§ **INPUT DATA**
PR #59, opened 2020-03-22
OrangeCrab Board updates

gregdavill:
Just some updates to the OrangeCrab board.

I've finally got around to updating the platform to support r0.2. 
I've also added options to support different device types, and different SDRAM variants.

I've got to push a module for the `MT41K512M16` to LiteDRAM soon which one of my prototype boards here has fitted.

I've removed the standard `serial` mapping, and added it as an expansion on the `GPIO` connector. I think this makes it a bit clearer that it can easily be re-mapped.

Let me know if there is anything you'd want to change?


enjoy-digital:
Thanks for the update! For the board revisions, is it ok for you if we manage the revisions in a similar way we are doing for the colorlight?: https://github.com/litex-hub/litex-boards/blob/master/litex_boards/platforms/colorlight_5a_75b.py That's just to avoid having too much platform files in the repository.  (we should probably do the same for Fomu BTW).

gregdavill:
Can do! I was using the fomu as example, I didn't realise that colorlight handled multiple versions like this.

enjoy-digital:
Thanks! Merged.

PR #64, opened 2020-04-09
Improve compatability with colorlight 5a-75b v6.1

david-sawatzke:
Things done:
- Add `ba` pin for v6.1, since it won't build otherwise. According to the datasheet, A11 is the bank activate pin. Memtest is ok.
- Add eth_clocks 1. Simply used the pins documented in the chubby75 repo.

Also added serial pins, similar to v7.0. At 115200 baud, there was some strange behavior on the rx pin & it's loopback output, which I suspect may have to do with the capacitor that seems to be connected to the button. I changed the baud rate for the example to 9600 baud, since that works (for me).

### DIFF
--- a/litex_boards/platforms/colorlight_5a_75b.py
+++ b/litex_boards/platforms/colorlight_5a_75b.py
@@ -19,6 +19,15 @@ _io_v6_1 = [ # Documented by @smunaut
     # btn
     ("user_btn_n", 0, Pins("R16"), IOStandard("LVCMOS33")),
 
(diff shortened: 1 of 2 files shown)


enjoy-digital:
Thanks @david-sawatzke for the PR, it's merged. I just did minor changes in the comments and added revision selection: https://github.com/litex-hub/litex-boards/commit/467b14a0ad0e9d6f84f52288c2b24b913b88a165.

PR #67, opened 2020-04-14
Addition of USB ACM for ECP5

mubes:
Additions for USB support based on Gregs' valentyusb.

### DIFF
--- a/litex_boards/platforms/colorlight_5a_75b.py
+++ b/litex_boards/platforms/colorlight_5a_75b.py
@@ -172,6 +172,13 @@ _io_v7_0 = [ # Documented by @miek
         Subsignal("tx_data", Pins("T14 R12 R13 R14")),
         IOStandard("LVCMOS33")
     ),
+
+    ("usb", 0,
+        Subsignal("d_p", Pins("M8")),
+        Subsignal("d_n", Pins("R2")),
+        Subsignal("pullup", Pins("P4")),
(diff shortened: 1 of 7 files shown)


enjoy-digital:
Thanks, it's merged with some changes: https://github.com/litex-hub/litex-boards/commit/cb959628506e61cae2d7be05276bba8f42138cfb. We have to think the best way to support others programmer and flashing, so i removed it for now. I would like to avoid specific README for each target so moved the documentation to the target itself as we are doing for the others targets. 

Since we have to keep things almost similar between targets in LiteX-Boards i hope you understand these changes. If you think it's not describing enough the board support or additional features, we could include a link in the target to a more complete example maintained externally as we are doing for the iCEBreaker for example.

mubes:
No problem with these changes, they make perfect sense. If I'd thought 
about it I would have put the comments into the files rather than 
separate readmes anyway!

On the subject of flashing - It is actually quite difficult to find good 
information on how to flash so it is important to point to a documented 
solution for that, ideally sooner rather than later.  colourlight is now 
inconsistent though because it still has _some_ load functionality in 
it. It would probably be better to remove that as it only confuses 
matters, then provide a more 'standard' loader somewhere.

Regards

DAVE

enjoy-digital:
Thanks for the feedback, i'm indeed aware of the current inconsistency on colorlight regarding loading and will try to work soon on a better support to load/flash boards.
Florent

PR #74, opened 2020-05-07
targets/orangecrab.py: propagate command arguments

### LINKED ISSUE #72: `./orangecrab.py --revision r0.1 --device 85F` generates code for a 25F device
Following the directions from https://github.com/enjoy-digital/litex/blob/master/README.md and executing the target `./orangecrab.py --revision r0.1 --device 85F` resulted in a
`./soc_basesoc_orangecrab/gateware/build_top.sh` with
```
# Autogenerated by LiteX / git: 34f26868
set -e
yosys -l top.rpt top.ys
nextpnr-ecp5 --json top.json --lpf top.lpf --textcfg top.config      --25k --package CSFBGA285 --speed 8 --timing-allow-fail 
ecppack top.config --svf top.svf --bit top.bit
```

The `--25k` should be `--85k`

When fixing this manually the result builds and runs, but SDRAM test fails, so I suspect the revision also isn't propagated correctly.

tommythorn:
The parsed args are stripped off by soc_core_argdict() (called from
soc_sdram_argdict() so we have to pass them explicitly (or pass the
original "args", but this mimics the rest of the code in the repo).

This fixes #72

### DIFF
--- a/litex_boards/targets/orangecrab.py
+++ b/litex_boards/targets/orangecrab.py
@@ -85,10 +85,8 @@ class _CRG(Module):
 # BaseSoC ------------------------------------------------------------------------------------------
 
 class BaseSoC(SoCCore):
-    def __init__(self, sys_clk_freq=int(48e6), toolchain="trellis", **kwargs):
-        # Board Revision ---------------------------------------------------------------------------
-        revision = kwargs.get("revision", "0.2")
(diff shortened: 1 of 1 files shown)


enjoy-digital:
Thanks @tommythorn! Merged.

PR #77, opened 2020-05-25
Take Ethernet PHY out of reset so default clock is 125 Mhz

skiphansen:
Without this change the terminal baud rate is 23,941 (measured by a scope) since the default clock is 25 Mhz instead of the expected 125 Mhz.  

The master clock on the Pano comes from the Ethernet PHY which is normally 125Mhz, but it is 25 Mhz while the PHY is in reset.  The active low reset pin is driven by FPGA pin R11. 

See https://github.com/tomverbeure/panologic-g2#fpga-external-clocking-architecture

### DIFF
--- a/litex_boards/platforms/pano_logic_g2.py
+++ b/litex_boards/platforms/pano_logic_g2.py
@@ -98,6 +98,7 @@ _io = [
         Subsignal("odt", Pins("J6"), IOStandard("SSTL18_II")),
     ),
     # Ethernet phy reset (clk125 is 25 Mhz instead of 125 Mhz if reset is active)
+    # See https://github.com/tomverbeure/panologic-g2#fpga-external-clocking-architecture
     ("gmii_rst_n", 0, Pins("R11"), IOStandard("LVCMOS33")),
 
 ]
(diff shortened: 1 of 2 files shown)


litex_boards/platforms/pano_logic_g2.py
```diff
@@ -97,6 +97,9 @@
         Subsignal("cke", Pins("D2"), IOStandard("SSTL18_II")),
         Subsignal("odt", Pins("J6"), IOStandard("SSTL18_II")),
     ),
+    # Ethernet phy reset (clk125 is 25 Mhz instead of 125 Mhz if reset is active)
```
mithro, line 100: Can you add a link to the documentation about this?

skiphansen: Done.

enjoy-digital:
Thanks! You were probably the first to test the target since i just prepared it and was planning to test it in the next days.

skiphansen:
Thanks Florent!

When you get around to the Pano perhaps you can add DDR support?  I'm struggling with https://github.com/timvideos/litex-buildenv/issues/444, I'm trying to merge DDR support from into litex-boards to see if the problem has been fixed recently, but I'm in way over my head with DDR.

enjoy-digital:
@skiphansen: the current target is minimal because i wanted to work on that and refactor/simplify the S6DDRPHY at the same time (https://github.com/enjoy-digital/litedram/issues/182). I should be able to work on it in the next days (but i'm not sure which revision of the board i have, i'll have to check).

skiphansen:
@enjoy-digital: Great, if you don't have a Rev C (or Rev B) I'd be more than happy to help you test, just let me know.

enjoy-digital:
@skiphansen: i just did a test on hardware and i have a Rev C, so i should be able to help you getting the DDR working on Rev C.

PR #78, opened 2020-05-27
ZCU104: add I2C

jedrzejboczar:
This adds I2C for the ZCU104 board, to be able to read SPD EEPROM from SO-DIMM modules.

### DIFF
--- a/litex_boards/platforms/zcu104.py
+++ b/litex_boards/platforms/zcu104.py
@@ -43,6 +43,12 @@ _io = [
         IOStandard("LVCMOS18")
     ),
 
+    ("i2c", 1,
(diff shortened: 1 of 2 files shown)


enjoy-digital:
Thanks, if this is the main (and only?) I2C bus of the board, we can proably just use 0 for the numbering: `("i2c", 0,...` and just do `platform.request("i2c")`. Can you change this if this is the case?

jedrzejboczar:
I did it because this I2C is referred to as I2C1 in the datasheet, but when looking more it seems that it is the only I2C available on this board, so I can change it.

enjoy-digital:
Thanks, merged.

PR #80, opened 2020-06-08
Use 128mb sdram, uart via i/o port on i/o board and vga terminal via i/o board

rob-ng15:
Change from 32mb to 128mb mister sdram, uart via usb-lookalike port on mister i/o board, vga via i/o board, 8 user leds, and light up the mister case leds

IMG_20200608_104115

IMG_20200607_142946

### DIFF
--- a/litex_boards/platforms/de10nano.py
+++ b/litex_boards/platforms/de10nano.py
@@ -18,6 +18,8 @@ _io = [
     ("user_led", 3, Pins("V15"),  IOStandard("3.3-V LVTTL")),
     ("user_led", 4, Pins("AF26"), IOStandard("3.3-V LVTTL")),
     ("user_led", 5, Pins("AE26"), IOStandard("3.3-V LVTTL")),
+    ("user_led", 6, Pins("Y16"), IOStandard("3.3-V LVTTL")),
+    ("user_led", 7, Pins("AA23"), IOStandard("3.3-V LVTTL")),
 
     ("key", 0, Pins("AH17"), IOStandard("3.3-V LVTTL")),
     ("key", 1, Pins("AH16"), IOStandard("3.3-V LVTTL")),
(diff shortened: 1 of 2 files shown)


rob-ng15:
For reference, the user i/o port on the mister i/o board pins AH9 and AG11 are Arduino i/o IO14 and IO15 respectedly.

rob-ng15:
https://github.com/rob-ng15/de10nano

have uploaded the bitstream to here

NOTE: SERIAL UART LOCATIONS

tx = AH9 Arduino i/o IO14
rx = AG11 Arduino i/o IO15

enjoy-digital:
Thanks, merged.

enjoy-digital:
I did some simplification with https://github.com/litex-hub/litex-boards/commit/85cac7abc0e1aaf4e5a92e3e93475e20958ce2d2 to make it more similar to others boards and ease maintenance. BTW the SDCard boot should now be working, could you do a test?

rob-ng15:
Will do.

rob-ng15:
Hi there,

Build fails as make.py has not been updated, should now reference BaseSoC.

Still not booting from sdcard in spi-mode, get boot.json file not found.
Tried with fat16, fat32 and exfat first partition. Any advice on what to
try next?

Rob.

enjoy-digital:
Hi @rob-ng15,

thanks for the feedback, i just updated make.py: https://github.com/litex-hub/linux-on-litex-vexriscv/commit/7d2bea65ff1af60f46be9fd207744fccd0bd4dbe.

For the SDCard, can you have a look at: https://github.com/enjoy-digital/litex/wiki/Load-Application-Code-To-CPU#sdcard-boot, you can use a FAT32 partition. It's everything is fine, can you try lowering the operational SPI clock: https://github.com/enjoy-digital/litex/blob/master/litex/soc/software/liblitesdcard/spisdcard.c#L27 (IIRC you were using 12MHz on your setup) and eventually do a test with another SDCard (i know this is not the solution, but that's just to try to understand).

Sorry for the troubles, your solution was working correctly but the updated one will be more flexible and cover more use-cases, we just need to make sure it's working on the different boards. I already validated it on several boards but it's possible there are still a few things to fix.

Thanks,
 
Florent

rob-ng15:
Hi Florent,

I'll certainly try the reclocking and a different sdcard. I agree that this
fatfs solution is far more flexible.

Are there plans for a Linux driver for the terminal? When booted, it would
also be good for Linux to have access to the sdcard via spi, we could store
files on it then to make the system more fun!

Rob.

enjoy-digital:
That's indeed the next step for the SDCard, others have already had it working, but i still haven't tested it yet. It should only be a matter or enabling it in the .dts since we already have the driver. For the terminal, it would be able to use it for the LiteX console or for the Linux. This has already been done if you want to play with this: https://twitter.com/GregDavill/status/1231082623633543168

rob-ng15:
Hello Florent,

I'm up and running at 12500000 with a different sd card, not the one my
original tests were done on. So looking good, but not sure why no success
with my original card.

Rob.

PR #84, opened 2020-06-15
Change sdcard Pmod from JB to JD

mateusz-holenko:
This moves mappings of external SDCard Pmod to port JD, making it compatible with the the [Arty expansion board by Antmicro](https://github.com/antmicro/arty-expansion-board).


enjoy-digital:
Thanks, i also moved `spisdcard` to JD.

PR #87, opened 2020-07-07
arty: Add configuration of I2S pins

mateusz-holenko:


enjoy-digital:
Thanks, could you provide mode information about the extension that is used? Could it be added as a `_i2s_pmod_io` extension? (similar to what we did for the SD Card PMOD)

mateusz-holenko:
@enjoy-digital You are right - we should be more specific. 

The commit contains now the information about the PMOD model + pins configuration is moved to a separate `_i2s_pmod_io` array so it can be enabled using `self.platform.add_extension(arty_platform._i2s_pmod_io)` when needed.

enjoy-digital:
Thanks for the update, merged.

PR #88, opened 2020-07-09
OrangeCrab: Update platform

gregdavill:
I was building the foboot bootloader for both r0.2 and r0.1 boards, and realised that I was missing some io definitions on the r0.1 variants.

They're now updated. 
Along with fixing the standard extensions.
Changing the VID/PID pair from the fomu to our own: http://pid.codes/1209/5AF0/


enjoy-digital:
Thanks!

§ **ASSIGNED TASK**
Pick out each line in the material containing "mister".

§ **EXPECTED OUTPUT**
Change from 32mb to 128mb mister sdram, uart via usb-lookalike port on mister i/o board, vga via i/o board, 8 user leds, and light up the mister case leds
For reference, the user i/o port on the mister i/o board pins AH9 and AG11 are Arduino i/o IO14 and IO15 respectedly.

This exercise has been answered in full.